I'm not too fond of their new website design at all.

What does this mean from a financial perspective? Is there an accounting or otherwise reason they've decided to consolidate their products back into one company?
The products were always under one company, the company was just named the same as their main product.
I think there may some advantage to distancing themselves from the company name they had when 1/3 of their employees quit in one day.
This gets brought up a lot but I always wonder were the other 2/3 happier after they left? They sounded like a bunch of militants trying to politicize things needlessly.
I was truly dismayed and shaken by the events of ~1 year ago and the bizarre manner in which they conducted themselves. I honestly looked into migrating off of both HEY and Basecamp for my business. In the end, I held my nose and stuck with both. Why? Because in their specific markets with their specific feature sets, nothing compares. So while I continue to have a major bone to pick with the leadership of 37signals, I must admit they know how to create worthy products.
What happened a year ago? Was that when a policy was made that no politics, etc. was allowed at work?
Have you ever worked together with toxic highly political group-think people? It is awful to work in such an environment, where most communication only serves to virtue signal and make others conform to a specific world view. Its exclusive, unproductive and just awful. A workplace that aims to include a diversity of people and opinions can not be a space for political activism.
Their new website design seems too smug and full of themselves, which is on brand, I suppose.
Show me any agency or company website that doesn’t pitch themselves as the bees knees.
I love these guys. DHH’s innovations are probably the most consequential to my career making web apps simple as he did.
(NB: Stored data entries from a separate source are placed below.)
PR #481, opened 2026-06-25
[E 3/6]: Add Specialized Transaction Types

nlordell:
This is part of a larger stack, see https://github.com/safe-research/safenet/pull/479.

### Context and Motivation

Alloy transaction request types have a lot of `Option`s. This is because it is designed for use with an account, which would make RPC calls to fill in certain values that are missing (such as nonce, gas fees, etc.).

In our case, we don't want this - we want _very_ strict control over what fields are required as input, and what fields are not. To model this, we introduce a specialized `Transaction` type, along with an `*WithNonce` variant that can be built into an EIP-1559 transaction for signing with the `Signer`.

---

## CLA signature

### DIFF
--- a/crates/core/src/tx/types.rs
+++ b/crates/core/src/tx/types.rs
@@ -1,0 +1,87 @@
+//! Transaction types for the queue.
+
+use crate::tx::fees;
+use alloy::{
+    consensus::TxEip1559,
+    eips::eip1559::Eip1559Estimation,
+    primitives::{Address, Bytes, TxKind, U256},
+    rpc::types::AccessList,
+};
+use serde::{Deserialize, Serialize};
+
+/// A transaction to submit onchain.
+///
+/// Analogous to alloy's [`TransactionRequest`], carrying the fields the queue
+/// requires to build an EIP-1559 transaction.
+///
+/// [`TransactionRequest`]: alloy::rpc::types::TransactionRequest
+#[derive(Clone, Debug, Deserialize, PartialEq, Serialize)]
+#[serde(rename_all = "camelCase")]
+pub struct Transaction {
+    /// The destination of the transaction.
+    pub to: Address,
+    /// The transaction value.
+    pub value: U256,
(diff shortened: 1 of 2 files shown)


crates/core/src/tx/types.rs
```diff
@@ -0,0 +1,87 @@
...
+/// [`TransactionRequest`]: alloy::rpc::types::TransactionRequest
+#[derive(Clone, Debug, Deserialize, PartialEq, Serialize)]
+#[serde(rename_all = "camelCase")]
+pub struct Transaction {
+    /// The destination of the transaction.
+    pub to: Address,
+    /// The transaction value.
+    pub value: U256,
+    /// The transaction calldata.
+    pub input: Bytes,
```
rmeissner: nit: why not `data`?

crates/core/src/tx/types.rs
```diff
@@ -0,0 +1,87 @@
...
+        }
+    }
+}
+
+/// A [`Transaction`] with a nonce that is ready for submission.
+///
+/// It may contain fees from a previous submission.
+#[derive(Clone, Debug, Deserialize, PartialEq, Serialize)]
+#[serde(rename_all = "camelCase")]
+pub struct TransactionWithNonce {
```
rmeissner: uber nit: For me the `Transaction` struct is more the `TransactionData` (or content) and this `TransactionWithNonce` is the `Transaction`. 

Another alternative would be to call this the envelope. 

Why I am mentioning this nit, is because this is not just a transaction with nonce, but also with gas params ;)  

Edit: after reading the impl I am not sure about the my proposed naming, but neither with the current naming ... too many "transaction" types.

rmeissner (approved):

crates/core/src/tx/types.rs
nlordell: As discussed in person

- Transaction stays the same
- TransactinoWithNonce becomes AllocatedTransaction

I feel like they’re bored and moving away from their “getting real” ethos. Not that that’s bad. My instincts tell me they’ve stood by watching shopify, GitHub, and AirBNB and now they’re ready to go for their own billions with an IPO

And if I’m right, there’s absolutely nothing wrong with that. I just wonder if that’s the next logical step once you reached that level of self-made success. You try to recapture the magic, you do (hey.com), then what?